## Description

## Parallel TSP using MPI

Your assignment is to compare the serial TSP solution, threaded TSP solution and the MPI-based

TSP Solutions from Assignment-1 with Assignment-2. In your report, compare the performances

of these different implementations in terms of both execution times and accuracy.

## Requirements

1) You will generate the same number of points (x,y pairs) for each block separately. Make

sure the points you generate for each block. are within the x,y boundaries for that block.

This ensures an even distribution of points for each block.

2) You MUST use a dynamic programming (DP) solution to solve the individual TSP

subproblems.
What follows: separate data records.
PR #580, opened 2025-05-08
Large performance improvement for `import tqec`

nelimee:
This PR changes a few imports to try to limit to a maximum what is imported by `import tqec`.

With 
```py
# test.py
import tqec
```
and benchmarking with
```sh
time python -m pyinstrument -o assets/benchmark_import.html -r html test.py
```

--------

Before this PR:

```
real    0m2.090s
user    0m6.648s
sys     0m0.282s
```
and 
image

-----

After this PR:

```
real    0m0.431s
user    0m2.814s
sys     0m0.050s
```
and 
image

----

The following external packages are no more imported automatically by `import tqec` (but are imported when the modules in `tqec` that require them are imported):

- `pyzx`
- `matplotlib`
- `scipy`

These were 3 out of the 5 main offenders. The 2 remaining ones are:

- `numpy`, that is extensively used everywhere so I have little hope to be able to avoid importing it.
- `networkx`, that is used by `BlockGraph`, the main user data-structure that we cannot avoid importing with `tqec`.


src/tqec/compile/blocks/__init__.py
```diff
@@ -32,16 +32,3 @@
...
-from .enums import SpatialBlockBorder as SpatialBlockBorder
-from .enums import TemporalBlockBorder as TemporalBlockBorder
-from .layers import BaseComposedLayer as BaseComposedLayer
-from .layers import BaseLayer as BaseLayer
-from .layers import LayoutLayer as LayoutLayer
-from .layers import PlaquetteLayer as PlaquetteLayer
-from .layers import RawCircuitLayer as RawCircuitLayer
-from .layers import RepeatedLayer as RepeatedLayer
-from .layers import SequencedLayers as SequencedLayers
-from .positioning import LayoutPosition2D as LayoutPosition2D
```
Zhaoyilunnn, line 47: Now all components have a long import path. For example `from tqec.compile.blocks.layers.atomic.layout import LayoutLayer`. 

I can understand that these internal components are commonly not used by users, but I still wonder whether deleting them from this `__init__.py` is necessary.

Specifically, I'd like to know how much does these imports contribute to the time consumption of `import tqec` (similarly questions for other modules like `specs`)

If these imports does not introduce external packages that harm performance , like `pyzx`, I vote for reserve them in the `__init__.py` of their submodules

nelimee: For `tqec` internals, only long and explicit import paths are used. In other words, `tqec` does not need these aliases (or re-exports) at all. 

That means that these are uniquely for users. 

With this fact, my rationale was the following: regular users will mostly use what's in the public documentation, and in theory that should be enough to get a quantum circuit from a topological computation, which is the goal of `tqec`. Any user needing more than what is imported in the main `src/tqec/__init__.py` file is either:

- doing something that `tqec` is not made for, but provide helpers for (e.g., `tqec.simulation`),
- going at least a little bit in `tqec` internals.

For both cases, long imports seem adequate.

Now about `__init__.py` files that are not the main one, I wanted to reduce the time spent trying to find *the* problematic import, so I mostly removed the whole `__init__.py` file. That also has the benefit of consistency: we do not have some objects of the module that are re-exported while others are not.

I am willing to see on a case-by-case basis though, and you are free to play around with the `__init__.py` in this PR to try to include back things without harming too much the performance of `import tqec`. (tell me if you cannot push on this PR, not sure about the rights here).

Zhaoyilunnn: Ok, make sense to me. Thanks!

nelimee: Also, if some imports are missing, we can add them back in another PR. This one was just because I found the import time to be large when benchmarking `tqec` for small values of `k` and wanted to see if it could be improved easily or not.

Instead of creating an open-TSP as in Assignment-1, we will now directly

use the optimal closed loops from the serial TSP solution.

3) Use an MPI Cartesian topology to set up your b2

blocks in a 2-D grid as in assignment-1.

4) Use the TSP-merge technique discussed in the hand-out for merging two closed TSP

solutions from two different blocks.

5) At the block level, in essence, we are following the Euclidean TSP approach using the

nearest neighbors. This problem is solved by computing the minimum spanning tree from

the nearest neighbor graph and has performance guarantees within 2OPT.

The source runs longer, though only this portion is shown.